#### Material for the task:
PR #2657, opened 2023-05-19
rs-979: [applicationlayer] configurable envoy xff settings

electricjesus:
## Description

[ApplicationLayer] We want to add configurable XFF settings to our Envoy-as-a-daemonset config template to allow customers to add extra trusted hops to preserve remote IPs in XFF headers in the case of them using extra load balancers. 

For load balancers like NLB with Preserve Client IP Addresses setting on and Proxy Protocol disabled, this is a required change.

## For PR author

- [ ] Tests for change.

## For PR reviewers

- [ ] Appropriate labels:


pkg/render/applicationlayer/envoy-config.yaml.template
```diff
@@ -39,6 +39,12 @@
                       transport_api_version: V3
 {{- end -}}
 
+{{- define "XFF" -}}
+                xff_num_trusted_hops: {{.NumTrustedHopsXFF}}
+                use_remote_address: true
```
peterkellydev, line 44: did you want `use_remote_address` and `skip_xff_append` to be configurable too @electricjesus ?

peterkellydev:
LGTM from a RS and L7 perspective to address the issue with XFF propagation (not a review from an operator maintainers perspective).

pkg/controller/applicationlayer/applicationlayer_controller.go
```diff
@@ -172,7 +172,7 @@ func (r *ReconcileApplicationLayer) Reconcile(ctx context.Context, request recon
 	reqLogger := log.WithValues("Request.Namespace", request.Namespace, "Request.Name", request.Name)
 	reqLogger.Info("Reconciling ApplicationLayer")
 
-	applicationLayer, err := getApplicationLayer(ctx, r.client)
```
electricjesus, line 175: I renamed this variable as `alp` because I wasn't having such a great time scanning the code because there's a package name referenced '`applicationlayer`' and there's this variable that was named '`applicationLayer`' with basically just a capitalisation the difference 😭

tmjd: Another option would be to switch its name to be `instance`. At least about half of the controllers fetch their main controlling CR as `instance`. If you don't want to switch to instance (which I'm not totally sold on as a good name) I'd at least prefer to switch to `al` as the `p` for policy is just one aspect that the resource controls.

pkg/controller/applicationlayer/applicationlayer_controller.go
```diff
@@ -271,22 +267,29 @@ func (r *ReconcileApplicationLayer) Reconcile(ctx context.Context, request recon
 		}
 	}
 
-	lcSpec := applicationLayer.Spec.LogCollection
+	// prior client.Patch may nil out missing fields (in cases of outdated crd spec).
+	// We need to re-fill out defaults again. We don't need to do this if CRD is updated to match.
+	updateApplicationLayerWithDefaults(alp)
```
tmjd, line 272: I don't think this is needed. We can assume if there are updated CRDs that go along with an updated operator, they will be delivered together.

pkg/controller/applicationlayer/applicationlayer_controller.go
```diff
@@ -271,22 +267,29 @@ func (r *ReconcileApplicationLayer) Reconcile(ctx context.Context, request recon
...
-		ALPEnabled:             r.isALPEnabled(&applicationLayer.Spec),
+		WAFEnabled:             r.isWAFEnabled(&alp.Spec),
+		LogsEnabled:            r.isLogsCollectionEnabled(&alp.Spec),
+		ALPEnabled:             r.isALPEnabled(&alp.Spec),
 		LogRequestsPerInterval: lcSpec.LogRequestsPerInterval,
 		LogIntervalSeconds:     lcSpec.LogIntervalSeconds,
 		ModSecurityConfigMap:   modSecurityRuleSet,
+		UseRemoteAddressXFF:    alp.Spec.EnvoySettings.UseRemoteAddress,
+		NumTrustedHopsXFF:      alp.Spec.EnvoySettings.XFFNumTrustedHops,
+		SkipAppendXFF:          alp.Spec.EnvoySettings.SkipXFFAppend,
```
tmjd, line 287: This should be removed I think, since we were cutting down from the 3 new fields to only 2.

pkg/controller/applicationlayer/applicationlayer_controller.go
```diff
@@ -359,6 +362,10 @@ func updateApplicationLayerWithDefaults(al *operatorv1.ApplicationLayer) {
 	if al.Spec.ApplicationLayerPolicy == nil {
 		al.Spec.ApplicationLayerPolicy = &defaultApplicationLayerPolicyStatusType
 	}
+
+	if al.Spec.EnvoySettings == nil {
+		al.Spec.EnvoySettings = &operatorv1.EnvoySettings{}
```
tmjd, line 367: The design document suggested there were defaults for the new fields. We should set those defaults here so if in the future we decide to change them we won't change behavior for existing installs.

pkg/controller/applicationlayer/applicationlayer_controller.go
electricjesus: @tmjd great suggestion! i went with that, and will keep that in mind moving forward

api/v1/applicationlayer_types.go
```diff
@@ -45,8 +47,20 @@ const (
 	ApplicationLayerPolicyDisabled ApplicationLayerPolicyStatusType = "Disabled"
 )
 
-type LogCollectionSpec struct {
+type EnvoySettings struct {
+	// The number of additional ingress proxy hops from the right side of the
+	// x-forwarded-for HTTP header to trust when determining the origin client’s
+	// IP address. 0 is permitted, but >=1 is the typical setting.
+	// +optional
```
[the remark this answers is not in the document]
electricjesus: alright, np.. I addressed this one. I also thought adding the other kubebuilder fields. Hope that's ok, thanks!

pkg/render/applicationlayer/applicationlayer.go
```diff
@@ -102,6 +102,11 @@ type Config struct {
 	dikastesEnabled bool
 	envoyConfigMap  *corev1.ConfigMap
 
+	// envoy user-configurable overrides
+	UseRemoteAddressXFF bool
+	NumTrustedHopsXFF   int32
+	SkipAppendXFF       bool
```
tmjd, line 108: Sorry one more very minor thing. We're not making use of this field anymore so please remove it.

tmjd (approved):
I've changed the the milestone on this PR to v1.31.0. If this needs to be picked to any older versions then those PRs will need the appropriate milestones.

Also there are several commits in this PR and I think they need to be squashed down when merging.

LGTM

PR #2658, opened 2023-05-22
IP pool controller for more powerful IP pool UX

caseydavenport:
## Description

More capable IP pool management controller in the operator.

It is meant to enable a few key use-cases:
- Installing multiple IP pools at install time via the operator.
- Incorporating IP pools not created via the operator into the operator's logic.
- Allow modification of IP pools post-install-time via the operator API.

The standard install-time flow is this:

- The core controller still gets the Installation and performs defaulting on it. It then waits for IP pools to exist.
- The new IP pool controller gets the installation, defaults and/or extracts IP pools from it, and creates them.
- The core controller sees the new pools and continues.

The IP pool controller will refuse to update existing IP pools, or delete IP pools, if the Calico API server is not running. This ensures we have proper validation and defaulting enforced, while allowing a small window using the crd.projectcalico.org API to bootstrap the cluster.

On upgrade, the IP pool controller will attempt to take over control of any IP pools in the cluster that match those in the Installation resource. This allows the operator to assume control of IP pools it previously had created. If there are IP pools present that are NOT in the Installation (and not owned by the controller), they will be ignored by the controller.

Other changes in this PR:
- Add a "Name" field to allow configuration of IP pool name.

## For PR author

- [x] Tests for change.

This PR includes a handful of termination / uninstall changes that are made necessary by the new FV tests added for the IP pool controller exposing an existing bug that is fixed by:

- Adjustments to the termination logic in this PR
- This API server change: https://github.com/projectcalico/calico/pull/8586

## For PR reviewers

- [x] Appropriate labels:


pkg/controller/ippool/pool_controller.go
```diff
@@ -0,0 +1,287 @@
...
+	// - Verify that the pool doesn't overlap with existing IPAM blocks.
+	// We should add this validation to productize this. Ideally, we'd go through the API server (and maybe we should at steady-state).
+	// We only need to use the crd.projectcalico.org API for bootstrapping.
+	passThru := render.NewPassthrough(toCreate...)
+	handler := utils.NewComponentHandler(log, r.client, r.scheme, nil)
+	if err := handler.CreateOrUpdateOrDelete(ctx, passThru, nil); err != nil {
+		r.status.SetDegraded(operator.ResourceUpdateError, "Error creating / updating IPPools", err, log)
+		return reconcile.Result{}, err
+	}
+	delPassThru := render.NewDeletionPassthrough(toDelete...)
```
caseydavenport, line 211: Deletion is even more tricky - we need to disable, wait, then delete the pool, then release affinities for all the blocks within that pool. 

This is fairly complicated logic that is run within the API server today and isn't easily accessible from this controller. 

That said, there might be a way to either:
- Move that code to this controller in a maintainable way.
- Introduce a new concept of "marked for deletion", so that something like kube-controllers can actually perform the deletion and this controller would just mark the pools without needing to do the complicated parts.

caseydavenport: In the latest commit, I update the controller so it will only ever send deletes via the Calico API server - I think this is probably OK.

In the case that the apiserver isn't installed or functioning, it will simply disable the IP pool as a sort of stop-gap deletion until the API is available.

pkg/controller/ippool/pool_controller.go
```diff
@@ -0,0 +1,327 @@
...
+	// For each pool that is desired, but doesn't exist, create it.
+	toCreate := []client.Object{}
+	for _, p := range instance.Spec.CalicoNetwork.IPPools {
+		if pool, ok := ourPools[p.CIDR]; !ok || !reflect.DeepEqual(pool, p) {
+			// Create a new pool, or update an existing one.
+			res := p.ToCRD()
+			if apiAvailable {
+				toCreate = append(toCreate, crdToV3(res))
+			} else {
+				toCreate = append(toCreate, res)
```
Brian-McM, line 190: Is the reason we need to bypass the api server if it's not running because the api server can't be brought up initially without some IPPool configured for pod networking?

After the initial networking is setup, if the apiserver is down the user wouldn't be able to create or delete IPPools currently as it requires the apiserver, or is this incorrect?

pkg/controller/ippool/pool_controller.go
```diff
@@ -0,0 +1,327 @@
...
+			reqLogger.WithValues("cidr", cidr).Info("Pool needs to be deleted")
+			if apiAvailable {
+				// No match. Needs delete. We only ever send deletes via the API server,
+				// since deletion requires rather complex logic. If the API server isn't available,
+				// we'll instead just mark the pool as disabled temporarily.
+				toDelete = append(toDelete, crdToV3(&pool))
+			} else {
+				// API server is not available. Just mark the pool as disabled so that new allocations
+				// don't come from this pool. We'll delete it once the API server is available.
+				pool.Spec.Disabled = true
```
Brian-McM, line 217: Similar to my comment about creating IPPools, would we really only need this during initial installation, where maybe the IPPools we configured incorrectly and the apiserver couldn't be brought up?

pkg/controller/ippool/pool_controller.go
caseydavenport: > Is the reason we need to bypass the api server if it's not running because the api server can't be brought up initially without some IPPool configured for pod networking?

Yeah, the Calico apiserver generally runs using pod networking and so in order to access the v3 API you need to have an IP pool created first. This is a bit of a chicken/egg situation. 

> After the initial networking is setup, if the apiserver is down the user wouldn't be able to create or delete IPPools currently as it requires the apiserver, or is this incorrect?

In the current PR, creation of IP pools will still succeed even if the apiserver is down. Deletion will never occur unless it can use the v3 API, but if the apiserver is down the pool will just be disabled instead (and eventually deleted when the apiserver is running again).

pkg/controller/ippool/pool_controller.go
caseydavenport: It should be rare. I expect this will only be hit in cases where the apiserver is either accidentally not running, or because of some networking issue related to IP pools preventing the apiserver from working properly. In either case, we want to enable users to turn off IP pools in order to fix the system. Disabling the pool is a good compromise because it should effectively cordon the pool, but will wait for the apiserver to be running without finalizing the deletion (which is a complicated process that we don't want to replicate here)

pkg/controller/installation/core_controller.go
```diff
@@ -963,6 +964,12 @@ func (r *ReconcileInstallation) Reconcile(ctx context.Context, request reconcile
 		}
 	}
 
+	// Wait for IP pools to exist before continuing to install remaining components.
+	if len(instanceStatus.IPPools) == 0 {
```
caseydavenport, line 968: There's an argument to be made to switch this to just reading IPPools directly instead of waiting for the Installation status to be populated by the IP pools controller, and I feel like we should have that discussion.

I think the main point in favor of doing it this way is that it leaves us able to do whatever logic we want in the IP pools controller - validation, modification, etc - before telling this core controller that it's good to go and it allows us to do it all in one location. 

I also think that in terms of code readability, doing it this way makes it more clear that this controller is a dependent of the IP pool controller.

Adding this to the status also gives a central location to see all relevant IP pool information - the desired state as well as the actual cluster state - instead of needing to compare output from `kubectl get installation` and `kubectl get ippools`.

Using the IPPools in the data store directly means one less status field (a potentially large status field for clusters that have 100s of IP pools) and a slightly simpler to understand architecture with a single source of truth for which IP pools are actually installed in the cluster.

caseydavenport: I think I am actually changing my stance here and thinking we should just switch to reading these from the crd.projectcalico.org API instead of from the Installation status, mainly driven by thinking about really large clusters and how many IP pools may end up in the status.

pkg/controller/ippool/pool_controller.go
```diff
@@ -0,0 +1,332 @@
...
+				// v3 API is not available. Just mark the pool as disabled so that new allocations
+				// don't come from this pool. We'll delete it once the API server is available.
+				pool.Spec.Disabled = true
+				toCreate = append(toCreate, &pool)
+			}
+		}
+	}
+
+	// Update pools in the cluster.
+	// TODO: This is bypassing a lot of validaiton! For example:
```
tmjd, line 230: Since this is `TODO` do you expect that we'll add the validation listed here at some point to the operator?
Because of this perhaps we should only update with the v3 api so that validation can be done and therefore require the apiserver being available.
That would block fixing IPPools without the apiserver but that is the same situation a user would have been in before the operator could manage IPPools.

pkg/controller/ippool/pool_controller.go
```diff
@@ -0,0 +1,332 @@
...
+	r.status.ClearDegraded()
+
+	if !r.status.IsAvailable() {
+		// Schedule a kick to check again in the near future. Hopefully by then
+		// things will be available.
+		return reconcile.Result{RequeueAfter: 30 * time.Second}, nil
+	}
+
+	// Update status to include the full set of IP pools. This tells the core controller
+	// that it's good to start installing Calico.
```
tmjd, line 262: The core controller could get the status of the IPPool controller to know if it is "good to start installing Calico".

pkg/controller/installation/core_controller.go
tmjd: I've asked about using the IPPool resource in another comment. I think I like that better. The IPPools resource is the source of truth for what the cluster will be using, this status field would be as the ippool controllers sees things and not necessarily what the cluster is using. These will match +99% of the time so at that point I would ask why duplicate that information.

pkg/controller/installation/core_controller.go
```diff
@@ -1852,10 +1860,9 @@ func mergePlatformPodCIDRs(i *operator.Installation, platformCIDRs []string) err
 		v4found := false
 		v6found := false
 
-		// Currently we only support a single IPv4 and a single IPv6 CIDR configured via the operator.
-		// So, grab the 1st IPv4 and IPv6 cidrs we find and use those. This will allow the
-		// operator to work in situations where there are more than one of each.
+		// For each platform CIDR, add it as an IP pool.
 		for _, c := range platformCIDRs {
+			log.Info("Adding IP pool for platform CIDR", "cidr", c)
```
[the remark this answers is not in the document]
tmjd: Are you suggesting that we'd move all defaulting of the Installation to the IPPool controller? That doesn't make sense to me. I could get on board with moving the IPPool defaulting to the ippool controller. Doesn't some of the IPPool defaulting depend on other configuration in the Installation resource?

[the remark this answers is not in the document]
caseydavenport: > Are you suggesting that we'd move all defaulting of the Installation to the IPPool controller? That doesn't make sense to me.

#### Work order:
Reproduce verbatim only the segment of the listing bounded by the line containing "- Incorporating IP" and the line containing "- The core controller sees", with both boundary lines included.

#### Response area:
- Incorporating IP pools not created via the operator into the operator's logic.
- Allow modification of IP pools post-install-time via the operator API.

The standard install-time flow is this:

- The core controller still gets the Installation and performs defaulting on it. It then waits for IP pools to exist.
- The new IP pool controller gets the installation, defaults and/or extracts IP pools from it, and creates them.
- The core controller sees the new pools and continues.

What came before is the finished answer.